(Beginning of TASK INPUTS)
PR #414, opened 2021-12-21
feat: Update SelectFieldMock to accept disabledOptions

DeanGilewicz:
[Shortcut Story](https://app.shortcut.com/homebound-team/story/10875/update-selectfieldmock-to-accept-disabledoptions)

### DIFF
--- a/src/inputs/SelectField.mock.test.tsx
+++ b/src/inputs/SelectField.mock.test.tsx
@@ -72,7 +72,7 @@ describe("MockSelectField", () => {
       />,
     );
     // Then matching options are disabled
-    expect(r.getByText("two")).toHaveAttribute("disabled");
-    expect(r.getByText("thr")).toHaveAttribute("disabled");
+    expect(r.getByText("two")).toBeDisabled();
+    expect(r.getByText("thr")).toBeDisabled();
   });
 });
--- a/src/inputs/SelectField.mock.test.tsx
+++ b/src/inputs/SelectField.mock.test.tsx
@@ -49,4 +49,30 @@ describe("MockSelectField", () => {
     // Then onSelect was called with 3
     expect(onSelect).toHaveBeenCalledWith("3", { id: "3", name: "thr" });
   });
+
+  it("disables options that match disabledOptions", async () => {
+    const options = [
+      { id: "1", name: "one" },
+      { id: "2", name: "two" },
+      { id: "3", name: "thr" },
+      { id: "4", name: "four" },
+    ];
+    const value = "1";
+    const onSelect = jest.fn();
+    // When disabledOptions are provided
+    const r = await render(
+      <MockSelectField
+        label="test"
+        getOptionValue={(o) => o.id}
+        getOptionLabel={(o) => o.name}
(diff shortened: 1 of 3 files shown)


src/inputs/SelectField.mock.test.tsx
```diff
@@ -49,4 +49,30 @@ describe("MockSelectField", () => {
...
+        getOptionLabel={(o) => o.name}
+        value={value}
+        onSelect={onSelect}
+        options={options}
+        disabledOptions={["2", "3"]}
+      />,
+    );
+    // Then matching options are disabled
+    expect(r.getByText("two")).toHaveAttribute("disabled");
+    expect(r.getByText("thr")).toHaveAttribute("disabled");
```
bdow, line 76: **nit (non-blocking):** Just wanted to note that you could've also done: `expect().toBeDisabled()`. I sometimes like these methods better than checking against attributes... it'll do basically the same thing, but I tend to like using the specific methods when available.

src/inputs/SelectField.mock.tsx
```diff
@@ -15,6 +15,7 @@ export function SelectField<T extends object, V extends Key>(props: SelectFieldP
     onBlur,
     onFocus,
     disabled,
+    disabledOptions,
```
bdow, line 18: **suggestion:** Rather than having to check and see if the array is defined for each options as we loop through, we could default it to an empty array.
```
const { disabledOptions = [] } = props;

...
options.map((o, i) => {
  return <option disabled={disabledOptions.includes(getOptionValue(option).toString())}>
})
```

src/inputs/SelectField.mock.test.tsx
DeanGilewicz: good shout - I'll update

src/inputs/SelectField.mock.tsx
DeanGilewicz: I was thinking about implementing with a fallback empty array so I'll make that update. Cheers

src/inputs/SelectField.mock.tsx
```diff
@@ -45,8 +46,10 @@ export function SelectField<T extends object, V extends Key>(props: SelectFieldP
     >
       <option disabled value=""></option>
       {options.map((option, i) => {
+        const isDisabled =
+          disabledOptions && disabledOptions.includes(getOptionValue(option).toString()) ? true : false;
```
bdow, line 50: I was thinking you wouldn't need a ternary statement here as `isDisabled` would return `undefined | Boolean`, but maybe we can't use `undefined` as a value of `disabled`? If you use the suggestion of defaulting to an empty array, then you could omit the `disabledOptions && ` part of the conditional, then it'll always return a Boolean, at which point the `? true : false` is redundant.

DeanGilewicz: yeah you are right, it didn't like `undefined` as a value for `disabled` so put the ternary in there but yeah can remove it now with the other approach. Will make this update - thanks!

bdow (approved):

PR #421, opened 2022-01-10
fix: SelectField field state should update inputValue, selectedKeys, and selectedOptions when options update

bdow:


src/inputs/internal/SelectFieldBase.tsx
```diff
@@ -283,7 +283,22 @@ export function SelectFieldBase<O, V extends Value>(props: BeamSelectFieldBasePr
...
+        return {
+          ...prevState,
+          selectedKeys: selectedOptions?.map((o) => valueToKey(getOptionValue(o))) ?? [],
+          inputValue:
+            selectedOptions.length === 1
+              ? getOptionLabel(selectedOptions[0])
+              : multiselect && selectedOptions.length === 0
+              ? nothingSelectedText
+              : "",
+          selectedOptions: selectedOptions,
```
bdow, line 297: Missing these three fieldState properties caused the field not to reflect the correct value.

stephenh: Kinda wonder if we could have like an `updateFieldState(prevState, newValues)` function where `newValues` is a Partial or something, and then any change to `setFieldState`` actually goes through `setFieldState(updateFieldState(prevState, newValues))` so that we ensure all ~3-5 keys are more "reactive" / updated as a group.

src/inputs/SelectField.test.tsx
```diff
@@ -195,6 +196,26 @@ describe("SelectFieldTest", () => {
     expect(r.getAllByRole("option")).toHaveLength(3);
   });
 
+  it("can set value when options are loaded later", async () => {
```
stephenh, line 199: Cool, good test!

stephenh (approved):

src/inputs/internal/SelectFieldBase.tsx
bdow: Yea, I think its a good idea as there is some copy and pasted logic. I think we when decouple our single and multi select fields from `SelectFieldBase`, that'd be a good time to create that helper function. Hopefully that is coming soon.

PR #422, opened 2022-01-10
fix: Expose an onEnter callback for TextField

bdow:
We recently introduced that hitting the "Enter" on a TextField would immediately blur the field. Because we blur out of the field, then we no longer trigger default form submission behavior when a user hits the "Enter" key when the `<input />` element is wrapped in a `<form />`. It is unfortunate to have this be the default behavior in my opinion, but perhaps we can change this in the future? For now, providing an `onEnter` as another way to support submitting a form via the Enter key when within a TextField.

### DIFF
--- a/src/forms/BoundTextField.test.tsx
+++ b/src/forms/BoundTextField.test.tsx
@@ -1,5 +1,6 @@
 import { createObjectState, ObjectConfig, required } from "@homebound/form-state";
 import { render } from "@homebound/rtl-utils";
+import { fireEvent } from "@testing-library/react";
 import { BoundTextField } from "src/forms/BoundTextField";
 import { AuthorInput } from "src/forms/formStateDomain";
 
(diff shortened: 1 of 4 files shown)


stephenh:
@bdow just curious, but what code do we have that is relying on `form` tag `onSubmit`s? Wondering if we should just update the code to use `autoSave` or something of the like...

Granted, I know "relying on `form` / `input` / HTML semantics" is typically considered a good thing, but dunno, I think we (and most advanced form UX in general) so far down the path of custom, that just going all the way to "you don't even need a `form` tag" is IMO fine. ...granted, maybe that's too naive wrt accessibility...

bdow:
> @bdow just curious, but what code do we have that is relying on `form` tag `onSubmit`s? Wondering if we should just update the code to use `autoSave` or something of the like...
> 
> Granted, I know "relying on `form` / `input` / HTML semantics" is typically considered a good thing, but dunno, I think we (and most advanced form UX in general) so far down the path of custom, that just going all the way to "you don't even need a `form` tag" (not literally, but in practice relying on all of our own logic) is IMO fine. ...granted, maybe that's too naive wrt accessibility...

The quick add TODO form is the example I was working off from, which doesn't currently use form state. It was working properly until we introduced the "blur on enter" logic which short circuits the native form submission behavior. 
I think you're right that they could use formState's autoSave functionality to achieve this goal. I initially felt like this would be a bit much of a setup for such a small form (one text field), but probably worth it if not just for consistency sake across the app. 
FYI @jgujgu, see above. The `blur` event was introduced as a way to trigger Form State's autoSave, which is essentially what we're trying to achieve here. You'll need to convert to using Form State. See [ItemTemplateItemDetail](https://github.com/homebound-team/internal-frontend/blob/b1d9e04da332bbf5843c08ec64fb547257b2d13d/src/routes/settings/itemTemplates/ItemTemplateItemDetail.tsx#L58) as an example on how to use. Your `autoSave` method will look a lot like your current `onSubmit` callback.
Let me know if you have any questions, happy to chat through the changes more.

jgujgu:
@bdow I think auto-save on blur sounded reasonable, but it auto-saves on any blur at this point (https://www.loom.com/share/7133db04be584eecbf50f5cf7ed49544). I think auto-saving in this manner is just a bit too eager for the original intention of this feature.

bdow:
@jgujgu that makes sense.. didn't even think about that. 
@stephenh, in Jeff's example we really want to know when the user hits enter to submit the form vs a generic blur event. So they really don't want "auto save" as defined today (where blur trigger save), then just want the `onEnter` to trigger save.

stephenh:
@bdow / @jgujgu ah gotcha, yeah, agreed this use case isn't actually auto-save...

So... can we keep "enter fires blur" (for our existing auto-save fields) and then, exactly what this PR does, as an additional `onEnter` that the "add todo" use case will use, i.e. it will not use form-states auto-save, and will just directly listen for `onEnter`? Maybe that was your intent all along @bdow ? If so, apologies for taking awhile to get it.

bdow:
@stephenh, yes that was the case. Though, I hadn't thought of the option to use form state's auto save to get the "on enter triggers save" behavior. Sounded like a good idea at first, but didn't think of how eager it'd be in saving as Jeff demoed.

stephenh (approved):

PR #425, opened 2022-01-13
feat: GridTable 'as=virtual' to not use CSS grid or display contents

bdow:


src/components/Table/GridTable.tsx
```diff
@@ -968,13 +976,21 @@ function GridRow<R extends Kinded, S>(props: GridRowProps<R, S>): ReactElement {
           ...getIndentationCss(style, rowStyle, columnIndex, maybeContent),
           // Then apply any header-specific override
           ...(isHeader && style.headerCellCss),
+          // Non-virtualized tables use h100 so that all cells are the same height when scrolled. Virtualized table rows use `display: flex;` and applying `h100` to the cells causes layout issues (cell only taking up 100% if its content height vs parent height).
```
stephenh, line 979: > "Non-virtualized tables use h100 so that all cells are the same height when scrolled"

Is the `.h100` specifically for "when scrolled"? I thought it was just in general if cell 1 is shorter than cell 2, but they both have like background colors, we want cell 1 to grow to be cell 2's height?

> "Virtualized table rows use `display: flex;` and applying `h100` to the cells causes layout issues (cell only
> taking up 100% if its content height vs parent height)."

Hm, the "and ..." clauses leaves me hanging a little bit, like I expected a follow up "but that's okay we don't need it" or "and so we'll just live with mis-matched cell heights for now".

Are either of my guesses there correct?

src/components/Table/GridTable.tsx
```diff
@@ -968,13 +976,21 @@ function GridRow<R extends Kinded, S>(props: GridRowProps<R, S>): ReactElement {
...
           // If we're within a card, use its background color
           ...(currentCard && Css.bgColor(currentCard.bgColor).$),
           // Add in colspan css if needed
           ...(currentColspan > 1 ? Css.gc(`span ${currentColspan}`).$ : {}),
           // And finally the specific cell's css (if any from GridCellContent)
           ...rowStyleCellCss,
+          // For virtual tables we define the width of the column on each cell. Supports col spans.
+          ...(columnSizes && {
+            width: `calc(${columnSizes
+              .slice(maybeNestedCardColumnIndex, maybeNestedCardColumnIndex + currentColspan)
```
stephenh, line 991: Slick!

stephenh (approved):
Great!

src/components/Table/GridTable.tsx
bdow: You're right on point one, I mostly copied this part of the comment from another file. But you're correct that the reason for `h100` in this instance is so that all cells take up all height available to them in the row.

For point 2, We don't need `h100` because the flex children will be `align-self: stretch` by default, and that gives us what we need. If we apply `h100` to those flex children, then that `100%` is based on the content of the element and not its parent (as there is no height defined on the parent).

I'll update this comment.

PR #427, opened 2022-01-14
fix: Styling issues after removing css from from virtual GridTable

bdow:


src/components/Table/GridTable.tsx
```diff
@@ -617,7 +617,7 @@ const VirtualRoot = memoizeOne<
         style={style}
         css={{
           // Add an extra `> div` due to Item + itemContent both having divs
-          ...Css.addIn("& > div + div > div", gs.betweenRowsCss || {}).$,
+          ...Css.addIn("& > div + div > div > *", gs.betweenRowsCss || {}).$,
```
bdow, line 620: Changing this back to what is was before - setting the bottom border on the cell elements, instead of the row element. This wasn't working as expected when a row extended the width of the screen, causing a horizontal scrollbar. The border bottom only extended to the viewport's width and not across the whole row. Would like to figure out how to fix that, but for now just putting it back to how it was before.

src/components/Table/styles.tsx
```diff
@@ -11,7 +11,7 @@ export const defaultStyle: GridStyle = {
   lastCellCss: Css.$,
   indentOneCss: Css.pl4.$,
   indentTwoCss: Css.pl7.$,
-  headerCellCss: Css.asfe.nowrap.py1.bgGray100.aife.$,
+  headerCellCss: Css.nowrap.py1.bgGray100.aife.$,
```
bdow, line 14: We want our header cells to be `align-self: stretch`, which is the default.

PR #429, opened 2022-01-14
fix: Use CSS only solution to style focus state for CompoundField

blambillotte:
Fixes an issue where `onFocus` and `onBlur` are getting overwritten (a problem for `Bound` type fields that never expect `onFocus` or `onBlur` to be passed in externally, but due to using `...others` prop spread below, the existing logic gets clobbered).

### DIFF
--- a/src/components/internal/CompoundField.tsx
+++ b/src/components/internal/CompoundField.tsx
@@ -1,55 +1,44 @@
-import { cloneElement, useState } from "react";
+import { cloneElement } from "react";
 import { Css } from "src/Css";
 import { TextFieldInternalProps } from "src/interfaces";
-import { maybeCall } from "src/utils";
 
 /** Internal component to help create compound fields */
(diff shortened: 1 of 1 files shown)


chr1sjf0x (approved):
This looks good to me, but I'll defer to @bdow as to whether this has any unintended consequences.

bdow (approved):
I'm good with this change, but I also think our `Bound____Fields` should in turn call `onFocus` and `onBlur` when passed to the component. We have avoided using CSS to dictate states (I think it was `:active`, or `:focus`) because of inconsistencies between rendering in browsers. This happed to use with Buttons.
Would you mind making sure this renders as expected in Safari, Firefox and Chrome?

blambillotte:
Done - tested on Chrome, Firefox and Safari

blambillotte:
oops, the final commit message omitted `fix:` from the PR title - @bdow is there a way to manually kick off the release?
(End of TASK INPUTS)
YOUR GOAL: Single out each line of the records above with the string "shown" in it, and copy it.

COMPLETED TASK:
(diff shortened: 1 of 3 files shown)
(diff shortened: 1 of 4 files shown)
(diff shortened: 1 of 1 files shown)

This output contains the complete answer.